Beispiel: Der Mandant erklärt dem Anwalt beim Erstgespräch, er sei mittellos, könne aber einen Vorschuss von 400 EUR zahlen, die er von seiner Mutter darlehensweise erhalten habe und an diese zurückzahlen müsse. Der Anwalt beantragt Prozesskostenhilfe ohne Zahlungsbestimmung und seine Beiordnung für eine Klage über 2.500 EUR. Diesem Antrag wird stattgegeben. Nachdem die Klage abgewiesen worden ist, fordert der Anwalt seine volle Vergütung von der Staatskasse.
Der Urkundsbeamte der Geschäftsstelle muss antragsgemäß festsetzen. Der Betrag von 400 EUR ist nicht anrechenbar. Ihn soll der Anwalt nicht auf jeden Fall, sondern bei interessengerechter Auslegung nur dann endgültig vereinnahmen können, wenn Prozesskostenhilfe nicht bewilligt werden würde. Das folgt aus der offenbarten Kreditierung.
Rz. 41
Werden Leistungen erst nach Stellung des Antrages auf Prozesskostenhilfe erbracht (zur Anzeigepflicht § 55 Abs. 5 S. 4) und sind sie für Gebühren des Anwalts bestimmt, die bei antragsgemäßer Bewilligung von der Staatskasse aus eigenen Mitteln zu tragen sind, so folgt allein hieraus ein nur bedingter Tilgungswille. Der schlüssige Vorbehalt greift aber lediglich bei Prozesskostenhilfe ohne Zahlungsanordnung, weil ansonsten die Partei ohnehin regelmäßig alle Kosten selbst aufbringen muss (vgl. § 50 Rdn 36). Macht der Anwalt in einem solchen Fall seine Vergütung gegenüber der Staatskasse ungeachtet der bereits erhaltenen Leistungen geltend, so sind diese in dem Umfang, wie sie der Staatskasse zugutekämen, nicht anzurechnen, sondern an den Leistenden zurückzuzahlen.

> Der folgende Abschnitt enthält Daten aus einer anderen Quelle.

PR #432, opened 2022-06-02
impl single task wbs page

EvianTan:
Implement clicking the task on dashboard, will lead to the pettier WBS page with only the task's details.
 
The below image is after clicking the "HGN Software Development" task from management-dashboard.
image

**Note:**
**1. The left-up back button function is still need to be discussed
2. Now this PR only works for level-1 tasks on management-dashboard**


migfernandes01 (approved):
Looks good to me!

one-community:
Looks good here. Can't test it though because my assigned tasks are not showing up anymore on my Dashboard. So can't click them to see where they go. Not sure if they have disappeared due to this PR or some other one because they aren't something we're currently using, so just now noticed this.

PR #435, opened 2022-06-04
We have to use auth.user.role instead userProfile.role because some r…

veratim1996:
…oles can edit other people's profiles. userProfile.role is about currently opened profile, not the active user.

### DIFF
--- a/src/components/Timelog/TimeEntryForm/TimeEntryForm.jsx
+++ b/src/components/Timelog/TimeEntryForm/TimeEntryForm.jsx
@@ -28,6 +28,7 @@ import ReminderModal from './ReminderModal';
 import axios from 'axios';
 import { ApiEndpoint } from '../../../utils/URL';
 import hasPermission from 'utils/permissions';
+import { getTimeEntryFormData } from './selectors';
 
 /**
  * Modal used to submit and edit tangible and intangible time entries.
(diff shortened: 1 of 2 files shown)


one-community:
Hi Vera, 

So others can check your PRs more easily, please copy/paste the original problem into the description. As this is written here, I'm not clear what this PR is actually fixing. I think it is the one we've been talking about, but I'm not sure and someone not part of our conversations would be even less sure. So please include what the problem was AND how this PR fixes it.

migfernandes01:
Found an interesting behavior. At first I was clicking the circle close to a user profile on the leaderboard component and going to a specific user dashboard. From there I was able to edit the dates for the logged times. But when I clicked the progress bar and going to a user's timelog I got this error(I tried to edit the date using the Admin and Owner roles):
error saving timelog after editing date

Let me know if this PR only fixes the edition for the dashboard component or if I'm doing anything wrong (I already pulled the latest version of the backend and frontend using your branch)

one-community:
No, it should allow editing of the dates and tangible/intangible status from both places.

ivany9:
Working in this Bug at the moment:
**Timer Auto-stop and Logout Functionality**
"The app should stop the timer if a person’s computer goes to sleep, is put to sleep, or logs off
It's not checking if someone is working, it's checking if their computer goes to sleep or logs off or closes the window. In short, the app needs to be open or the app should shut off after 5 minutes. This is also to help people who may forget to stop the app."

stevenwang213 (approved):
I can edit and add time logs from both places. Looks good to me!

PR #442, opened 2022-06-08
add scrollbar and change display order of blue squares

stevenwang213:
In this PR, I added a scrollbar to the blue square area and moved the "add blue square" button to the first place. Also, I reversed the order of the blue square. Now the newest one will show first. So, the admin can directly find/edit the newest blue square without scrolling to the very end.
image


thienphuvn95:
image
PR looks good to me

thienphuvn95 (approved):

PR #443, opened 2022-06-08
make some tab non-editable to non-admin user

stevenwang213:
In this PR, I made all tabs non-editable to the non-Admin users except the basic information tab in user profile.
This is an admin view of other's profile. All tabs are editable.
Capture

This is non-admin view of other's profile. All tabs are non-editable except Basic Information tab.
image


thienphuvn95:
image
Admin
image
User.
Approved

thienphuvn95 (approved):

PR #447, opened 2022-06-12
Irenedev

thienphuvn95:
Fix Admin, User permission to change, fix showing categories hours.
Also, this PR will have new bug as Admin could change tangible hours but those change needs to be saved in database and reload to frontend. Will keep working on this.


ronBP95:
Looking at this

ronBP95:
I tested out several categories and was unable to get the time to add to the statistics in:
- Food
- Stewardship
- Education

I added a few tangible time entries to see if the values would update in the categories but they were not showing up as intended. Stewardship should have at least 5 hours of tangible time entries. 

phu pr check

ronBP95:
Here are the entries for reference:

phu check

EvianTan:
I understand this PR just working on "changing the different category hours would effect the total one" on Volunteering Times Tab from people's profile page. This PR works great on changing the total hours concurrently when category hours changed. Thank you Phu!

About the functionality, I found something that might can be improved:
1. Category hours cannot be negative
I changed the housing hours to be negative and saved, it saved successfully, but the negative hours didn't contribute to the total tangible hours
image

2. The logic of updating the hours from keyboard inputs is weird
Here we have two ways to change the hours, use the two triangle buttons to adjust hours by +1/-1 or input by keyboard.
The triangle buttons work well, but the inputs by keyboard is not that convenient. The way it read inputs from keyboard is very weird and seems it also cannot read decimal point, so you may need to update the hours by integer part and decimal part separately.
My suggestion is we can get rid of those two triangles, only use inputs from keyboard, and allow user to input number with decimals.

3. Hovering info
When my mouse hovering on the little triangle buttons, some how it show this info. If it's unrelated, we can just say something like "please give valid input". 
image

If you have any questions/concerns on above, feel free to tell me. I'd love to discuss them 😄

src/components/Reports/PeopleReport/index.js
```diff
@@ -1 +1 @@
-export { default as PeopleReport } from "./PeopleReport";
+export { default as PeopleReport } from "./PeopleReport/PeopleRe";
```
EvianTan, line 1: Looks like a typo to me, consider revert it.

src/components/UserProfile/VolunteeringTimeTab/VolunteeringTimeTab.jsx
```diff
@@ -19,6 +21,9 @@ const StartDate = (props) => {
       onChange={(e) => {
         props.setChanged(true);
         props.setUserProfile({ ...props.userProfile, createdDate: e.target.value });
+        <Alert color="warning">
```
EvianTan, line 24: I think we can do a bit refactoring here. I removed all other `<Alert />` elements just kept the last one, it also worked.

src/components/UserProfile/VolunteeringTimeTab/VolunteeringTimeTab.jsx
```diff
@@ -5,6 +5,8 @@ import { capitalize } from 'lodash';
 import style from '../UserProfileEdit/ToggleSwitch/ToggleSwitch.module.scss';
 import { ENDPOINTS } from 'utils/URL';
 import axios from 'axios';
+import Alert from 'reactstrap/lib/Alert';
```
EvianTan, line 8: I think we already have this alert part in `UserProfile.js`. I commented out all the <Alert /> things in this file, it did show the alert "Please click on "Save changes" to save the changes you have made."...
image
I also found your screenshot didn't have that alert. Please go and check other tabs(Teams, Projects,...), if both of them don't have that alert on your dark mode, that would be another bug.
image

image

src/components/UserProfile/VolunteeringTimeTab/VolunteeringTimeTab.jsx
```diff
@@ -94,27 +105,37 @@ const WeeklyCommitedHours = (props) => {
...
     />
   );
 };
-
 const TotalTangibleHours = (props) => {
+  var sum=0;
+  props.userProfile.categoryTangibleHrs.forEach(object=>{
+    sum+=Number(object.hrs);
+  }) 
+  console.log(props.userProfile);
```
EvianTan, line 122: Please remove this debug output.

src/components/UserProfile/VolunteeringTimeTab/VolunteeringTimeTab.jsx
```diff
@@ -232,50 +253,58 @@ const ViewTab = (props) => {
...
+            // canEdit={canEdit}
             role={role}
           />
         </Col>
       </Row>
 
-      {props?.userProfile?.hoursByCategory
-        ? Object.keys(props.userProfile.hoursByCategory).map((key) => (
-            <React.Fragment key={'hours-by-category-' + key}>
+      {props?.userProfile?.categoryTangibleHrs.map((key) => (
```
EvianTan, line 262: Nice updates on this part 😄

EvianTan:
Nice update on the functionality!!

**Verified changes:**
1. Prevent inputting negative number for times ✅ 
2. Keyboard input for changing times works well ✅ 
3. Merged a lot of changes from development branch ✅ 👍 

**Things need to fixed before this PR close:**
1. Resolve this run test error: ❗ 
image
This one you can just revert all your changes in `src/components/Timelog/TimeEntryForm/TimeEntryForm.jsx`.
Actually I made the changes using `projectOrTaskOptions`, because we were working on this feature to make the site can log time to projects and also tasks. If you have any questions on that, just let me know.

2. Some unrelated changes need reverted: ❗ 
`src/components/Reports/PeopleReport/index.js`
`src/components/Timelog/TimeEntry.jsx`
Usually we need keep minimum of our changes 😄 

**Things can improve, consider filing into a bug:**
1. Take two decimals for times instead of 13 decimals..
image

thienphuvn95:
2. The reason why I kept 13 decimal (not really 13, it depends on database like any default number) because if I define those field to be 2 decimals, it will not be editable with correct number

EvianTan:
> 2. The reason why I kept 13 decimal (not really 13, it depends on database like any default number) because if I define those field to be 2 decimals, it will not be editable with correct number. If anyone know how to fix this, I'm really happy to get their help!

I fully understand this one. Just put it in the bug list 😄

Beispiel: Der Anwalt beantragt Prozesskostenhilfe ohne Zahlungsanordnung für eine beabsichtigte Klage über 7.000 EUR. Weil sich die Entscheidung immer wieder verzögert, zahlt die Partei die Gerichtskosten und an den Anwalt einen Vorschuss von 600 EUR. Nach weiteren neun Monaten werden ihr Prozesskostenhilfe ohne Zahlungsanordnung bewilligt und der Anwalt beigeordnet. Der Anwalt rechnet gegenüber der Staatskasse seine Vergütung nach der Gebührentabelle des § 49 mit Wirkung ab Beantragung der Beiordnung in voller Höhe ab.

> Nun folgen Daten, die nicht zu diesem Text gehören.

PR #453, opened 2022-06-14
add tasks as options when log time

EvianTan:
Create the ability to log time for tasks (currently we can only log time for projects)
**This PR is the first part of changes for above feature, only UI changes. Backend/database changes and related "Time Log listing table" changes will come into next PR**.

The below images show log tangible/intangible time the popup table, they do have tasks assigned to current user as dropdown options
image
image

### DIFF
--- a/src/components/Timelog/TimeEntryForm/TimeEntryForm.jsx
+++ b/src/components/Timelog/TimeEntryForm/TimeEntryForm.jsx
@@ -26,7 +26,7 @@ import AboutModal from './AboutModal';
 import TangibleInfoModal from './TangibleInfoModal';
 import ReminderModal from './ReminderModal';
 import axios from 'axios';
-import { ApiEndpoint } from '../../../utils/URL';
+import { ENDPOINTS } from '../../../utils/URL';
 import hasPermission from 'utils/permissions';
 import { getTimeEntryFormData } from './selectors';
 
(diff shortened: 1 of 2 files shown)


src/components/Timelog/TimeEntryForm/TimeEntryForm.jsx
```diff
@@ -108,6 +109,15 @@ const TimeEntryForm = (props) => {
       .catch((err) => {});
   }, []);
 
+  useEffect(() => {
+    axios
+      .get(`${ApiEndpoint}/tasks/userProfile?members=${userId}`)
```
esk47, line 114: You should define an endpoint for this URL (I think in URL.js) so that it is reusable. If one already exists, you should use that.

src/components/Timelog/TimeEntryForm/TimeEntryForm.jsx
```diff
@@ -108,6 +109,15 @@ const TimeEntryForm = (props) => {
...
+      .then((res) => {
+        setTasks(res?.data || []); 
+      })
+      .catch((err) => {});
```
esk47, line 118: A warning popup here could be good, but it is not necessary.

esk47 (changes requested):
Everything looks good and route is worth fixing.

src/components/Timelog/TimeEntryForm/TimeEntryForm.jsx
EvianTan: **Addressed.**

src/components/Timelog/TimeEntryForm/TimeEntryForm.jsx
EvianTan: **Addressed.**

esk47 (approved):
Looks good

PR #454, opened 2022-06-15
implement progress bar for tasks

kimsj23:
This PR is to create a progress bar to track hours worked and estimated hours on a per task basis assigned to an individual.

Below is the feature requirement:
image
Example of end product:
image

Below is the current state:
image

Note: Since the task hours logged functionality is not currently in place, the progress bars will be 0 / empty for all tasks.

To test functionality, you can use the code in green below by uncommenting out and commenting out the code already in place in this PR. To test specific colors, replace code in **color** attribute with a number (using the above color listing requirement as reference).
image

### DIFF
--- a/src/components/TeamMemberTasks/TeamMemberTasks.jsx
+++ b/src/components/TeamMemberTasks/TeamMemberTasks.jsx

Der Urkundsbeamte der Geschäftsstelle hat antragsgemäß festzusetzen. Der an den Anwalt gezahlte Vorschuss ist nicht anzurechnen. Soweit dieser und die Vergütung nach der Gebührentabelle des § 49 zusammen die gesetzliche Vergütung eines Wahlanwalts (§ 13) übersteigen, muss der Anwalt den Vorschuss an die Partei zurückzahlen. (Ebenso erhält sie die Gerichtskosten zurück.)